Thursday, March 02, 2006

MORTALITY SUX!

A very close friend of mine (whom we'll call "Kim" -- because, well, that's what her mom and dad named her, for what were, I'm sure really good reasons at the time) called me Sunday in tears because she'd just learned her father had to go into the hospital for an emergency triple-bypass. I guess when you're a candidate for a triple-bypass, "emergency" is kind of redundant. Three blockages keeping blood from moving into any or all chambers of the heart would, I suppose, constitute and emergency, by definition.

There were several bits of "good news" attached to this. One, Kim's father lives in Texas, near one of the finest cardiac hospitals in the country. Two, his doctors do not believe he suffered a heart attack, even a "silent" one, so the heart muscle is in pretty good shape for a guy who's in his seventies. Three, he is, in all other respects, in excellent health. Furthermore, catching the blockages prior to an "incident" probably added years to his life. If he had to go through something like this, every single factor was working his favor.

Still, it was a tense few days for Kim and her sister, who had to leave their teenagers at home and fly to Texas and wait out the surgery and recovery. It also made my friend think of mortality -- his and hers. In the summer of '99, my godmother, who was Kim's mentor and beloved friend, passed away suddenly of lung cancer. Several months later, Kim's mother died from a heart attack so massive that she was gone before her husband could even dial "911". Now Kim's father, who lives a pretty healthy lifestyle, save his aversion to aerobic exercise, has had open-heart surgery. Kim called me tonight after she'd gotten home from work. She flew home last night, went to work this morning, came home, fixed a little dinner, and got her butt on the treadmill. Proving once again that I don't make friends with stupid people.

A close brush with a medical crisis tends to make us think about our mortality, which is something that we humans just don't care to do, unless we're engaged in deep philosophical discussions about life-after-death adventures or the Rapture. I personally have little patience for such discussion as I've always believed that, unless you are, at present -- this very moment -- coming face-to-face with your mortality (as in, you've just inadvertently stepped off the curb into the path a speeding Trailways bus, or you have just drunk strychnine, or have been recently diagnosed with ebola), there is no need to think of your mortality beyond the fact that it exists.

Knowing that you are, in fact, mortal, you can be assured of a couple of things, regardless of any spiritual or philosophical affiliations. 1) You are going to die, and 2) wherever you go after you do, you're probably not going to need to stop and ask directions. Here's what I believe about God and the Universe. God made us exactly as we are, complete with the capacity to understand everything necessary to navigate life, and the Universe reveals all to us on a "need-to-know" basis. Since we weren't born with the knowledge of what happens to the soul and consciousness when we die, my heartfelt belief is that... well... its just none of our damn business. All apologies to Shirley MacLaine (whose story, by the way, is just as plausible as any other I've heard for what happens after we bite it), it's just not our job to know.
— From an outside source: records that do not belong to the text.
Issue #737, opened 2020-12-25
Potential connection/socket leak in case of connection timeout


puzpuzpuz:
Connection manager doesn't not close the underlying connection (and socket) in case of connection timeout. This could potentially lead to socket leaks. The problem may occur in case of initial connection timeout (`triggerConnect` method) and further timeout (e.g. in `initiateCommunication` method).

puzpuzpuz:
Closed with #738

PR #738, opened 2020-12-25
Make sure to close socket on connection timeout

puzpuzpuz:
Closes: #737

Connection manager was not closing the underlying connection and socket in case of connection timeout. This could potentially lead to socket leaks.

Also includes the following:
* Fix request timeout handling in `HazelcastCloudDiscovery`. The [`timeout` event](https://nodejs.org/api/http.html#http_event_timeout) wasn't handled correctly
* Some minor improvements in tests.

### DIFF
--- a/src/network/ClientConnectionManager.ts
+++ b/src/network/ClientConnectionManager.ts
@@ -277,8 +277,15 @@ export class ClientConnectionManager extends EventEmitter {
         return timedPromise(
             connectionResolver.promise,
             this.connectionTimeoutMillis,
-            new HazelcastError(`Connection timed out to address ${address}.`)
-        ).finally(() => this.pendingConnections.delete(addressKey));
+            new HazelcastError('Connection timed out to address ' + address.toString())
+        ).catch((err) => {
+            // make sure to close connection on errors
+            if (clientConnection != null) {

Here's what our job is. To live. And keep on living. Right up until we're not. After that, we'll retire from the "living" thing, and move on to a career in "what comes next." Whatever that is. So my friend will get on the treadmill and start eating better and taking care of herself (as will I) because doing so means that, while we're alive, we get to feel reasonably good, and be cute, and get dates, and have sex. All of which are important.
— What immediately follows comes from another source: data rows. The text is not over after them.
PR #745, opened 2020-12-31
Add linting for tests and code samples

### LINKED ISSUE #635: Configure eslint for tests

puzpuzpuz:
Closes #635

Each source code directory (src, test, code_samples) now has its own eslint configuration.
    
Also includes the following:
* Fixes issues in tests and code samples reported by eslint
* Updates readme for code samples

### DIFF
--- a/code_samples/.eslintrc
+++ b/code_samples/.eslintrc
@@ -1,6 +1,5 @@
 {
     "env": {
-        "mocha": true,
         "es6": true,
         "node": true
     },
--- a/code_samples/.eslintrc
+++ b/code_samples/.eslintrc
@@ -1,0 +1,13 @@
+{
+    "env": {
+        "mocha": true,
+        "es6": true,
+        "node": true
+    },
+    "parserOptions": {
+        "ecmaVersion": 8
+    },
+    "extends": [
+        "eslint:recommended"
+    ]
+}
--- a/code_samples/org-website/GlobalSerializerSample.js
+++ b/code_samples/org-website/GlobalSerializerSample.js
@@ -22,12 +22,18 @@ class GlobalSerializer {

The flip side to mortality is that, while we're being all healthy and stuff, the people around us -- especially our parents -- are getting older, and more vulnerable, and more frail. And what things like open-heart surgery remind us -- vividly and with slap-upside-the-head clarity -- is that someday in the foreseeable future, that loved one is probably going to start their "whatever comes next," and we're going to be left behind to schlepp our way through the "living" thing without them.

And this is the part where mortality sucks. Today, we're still here, Kim and I -- a 26-year friendship still alive and ticking. But my godmother isn't ticking anymore. Nor is Kim's mother. Nor is my own mother, for that matter. Only our fathers remain to separate us symbolically from our mortality, and her father's recent brush with a cardiac care unit, and my father's increasing lack of independent mobility remind us every day that someday, it's just going to be us. Two little (and, believe me, that's no euphemism -- we're short) old ladies, one on her treadmill, the other on her elliptical trainer, eating salads and boneless, skinless chicken breasts, taking our calcium and our multivitamins, trying our best to stave off "whatever comes next" for as long as possible.

Because our job is to stay here and do the "living" thing. Right up until the "living" things is done. That's what mortality is all about.